You may find this helpful in understanding the basics of Gibbs sampling over Bayesian networks. Make sure to identify what makes it different from Metropolis-Hastings.
In [15]:
import random
def Gibbs_sampling(bayes_net, initial_value):
"""Complete a single iteration of the
Gibbs sampling algorithm given a
Bayesian network and an initial state
value. Returns the state sampled from
the probability distribution."""
sample = initial_value
if initial_value:
var_id = random.randint(0,2)
for node in bayes_net.nodes:
if node.id == var_id:
target = node
if target == 3:
parent = [0,1]
elif target == 4:
parent = [1,2]
else:
parent = [2,0]
target_dist = target.dist.table
weights = target_dist[initial_value[parent[0]], initial_value[parent[1]],:]

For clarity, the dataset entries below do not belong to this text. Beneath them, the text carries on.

PR #1350, opened 2018-02-02
ServiceID for RawX

murlock:
This PR introduce Service ID for RAWX: 
it allows them to update their IP with few command (a `Chunk ID` will use `Service Id` instead `addr`)

To support this, changes were made on:
**proxy**:
- NS/conscience/resolve/#GET: retrieve `addr:ip` from an `uuid` (used by `oio/blob`)
- /cache/show/#GET : retrieve current cache of proxy 
- `content/prepare`: as `url` field contains ID of chunks, not id, it adds a field `real_url` with resolved Service Id 
**core/lb**:
- struct is enriched with `addr` field and try to use Service Id instead `addr`
- new function to iterate over items in lb_world_s 
**oio.blob**:
- add cache system as event contains Service Id, each entry can be used 60 seconds.
**oio**:
- use new url if set
**cli**
- to reflect changes, `openio cluster (localt) list` will show `Addr` and `ServiceId` instead of ambiguous `Id`


oio/blob/cache.py
```diff
@@ -0,0 +1,57 @@
...
+        self.pool_manager = pool_manager or get_pool_manager()
+        self._client = ProxyClient(self.conf, pool_manager=self.pool_manager,
+                                   request_prefix="/conscience")
+        self.logger = get_logger(conf)
+
+    def _get_addr(self, item):
+        if item in self._cache and self._cache[item]['ts'] < time():
+            return self._cache[item]['addr']
+        resp, body = self._client._request(
+            "GET", "/resolve", params={'type': 'rawx', 'uuid': item})
```
fvennetier: The host resolving request (without caching) could be implemented in `ConscienceClient`.

oio/cli/cluster/cluster.py
```diff
@@ -76,27 +76,28 @@ def _list_services(self, parsed_args):
...
                               slots, up, score)
                 yield values
 
     def take_action(self, parsed_args):
         self.log.debug('take_action(%s)', parsed_args)
         if parsed_args.stats:
-            columns = ('Type', 'Id', 'Volume', 'Location', 'Slots', 'Up',
-                       'Score', 'Stats')
+            columns = ('Type', 'Id', 'Uuid', 'Volume', 'Location', 'Slots',
+                       'Up', 'Score', 'Stats')
```
fvennetier: We should keep the `Id` column for service IDs, and add an `Addr` (or `NetLoc`?) column for resolved network addresses.

oio/event/filters/content_cleaner.py
```diff
@@ -35,23 +35,24 @@ def __init__(self, *args, **kwargs):
                 "ec": self._handle_rawx,
                 "backblaze": self._handle_b2,
         }
-        self.blob_client = BlobClient()
+        self.blob_client = BlobClient(args[1])
```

weights2 = [int(x*100) for x in weights]
values = [0,1,2]
weighted = zip(values,weights2)
population = [val for val, cnt in weighted for i in range(cnt)]
new_val = random.choice()
sample[var_id] = new_val
else:
#default
for i in range(0,5):
upper_bound = 3 if i<3 else 2
sample[i] = random.randint(0,upper_bound)
return sample
15 points
Suppose that you know the following outcome of two of the three games: A beats B and A draws with C. Start by calculating the posterior distribution for the outcome of the BvC match in calculate_posterior(), using the inference methods from 1d.
Estimate the likelihood of different outcomes for the third match by running Gibbs sampling until it converges to a stationary distribution. We'll say that the sampler has converged when, for 10 successive iterations, the difference in expected outcome for the third match differs from the previous estimated outcome by less than .1%.
Repeat this experiment for Metropolis-Hastings sampling.
Which algorithm converges more quickly? By approximately what factor? For instance, if Metropolis-Hastings takes twice as many iterations to converge as Gibbs sampling, you'd say that it converged faster by a factor of 2. Fill in sampling_question() to answer both parts.
In [16]:
def calculate_posterior(games_net):
"""Calculate the posterior distribution
of the BvC match given that A won against
B and tied C. Return a list of probabilities
corresponding to win, loss and tie likelihood."""
posterior = [0,0,0]
engine = JunctionTreeEngine(games_net)
AvB = games_net.get_node_by_name('AvB')
BvC = games_net.get_node_by_name('BvC')
CvA = games_net.get_node_by_name('CvA')
engine.evidence[AvB] = 0
engine.evidence[CvA] = 2
Q = engine.marginal(BvC)[0]
index = Q.generate_index([0],range(Q.nDims))
posterior[0] = Q[index]
index = Q.generate_index([1],range(Q.nDims))
posterior[1] = Q[index]
index = Q.generate_index([2],range(Q.nDims))
posterior[2] = Q[index]
return posterior
In [17]:
iter_counts = [1e1,1e3,1e5,1e6]
def compare_sampling(bayes_net, posterior):
"""Compare Gibbs and Metropolis-Hastings
sampling by calculating how long it takes
for each method to converge to the
provided posterior."""
# TODO: finish this function
return Gibbs_convergence, MH_convergence
In [18]:
def sampling_question():
"""Question about sampling performance."""
# TODO: assign value to choice and factor
choice = 1
options = ['Gibbs','Metropolis-Hastings']
factor = 0
return options[choice], factor
In [19]:
# test your sampling methods here
posterior = calculate_posterior(game_net)
compare_sampling(game_net, posterior)
5 points
Suppose there are now $n$ teams in the competition, and all matches have been played except for the last match. Using inference by enumeration, how does the complexity of predicting the last match vary with $n$?
Fill in complexity_question() to answer, using big-O notation. For example, write 'O(n^2)' for second-degree polynomial runtime.
In [ ]:
def complexity_question():
# TODO: write an expression for complexity
complexity = 'O(2^n)'
return complexity
You're done! Submit this file as a "probability_notebook.ipynb" on T-Square before October 15, 9:35 AM. This assignment will be graded on the accuracy of the functions you completed.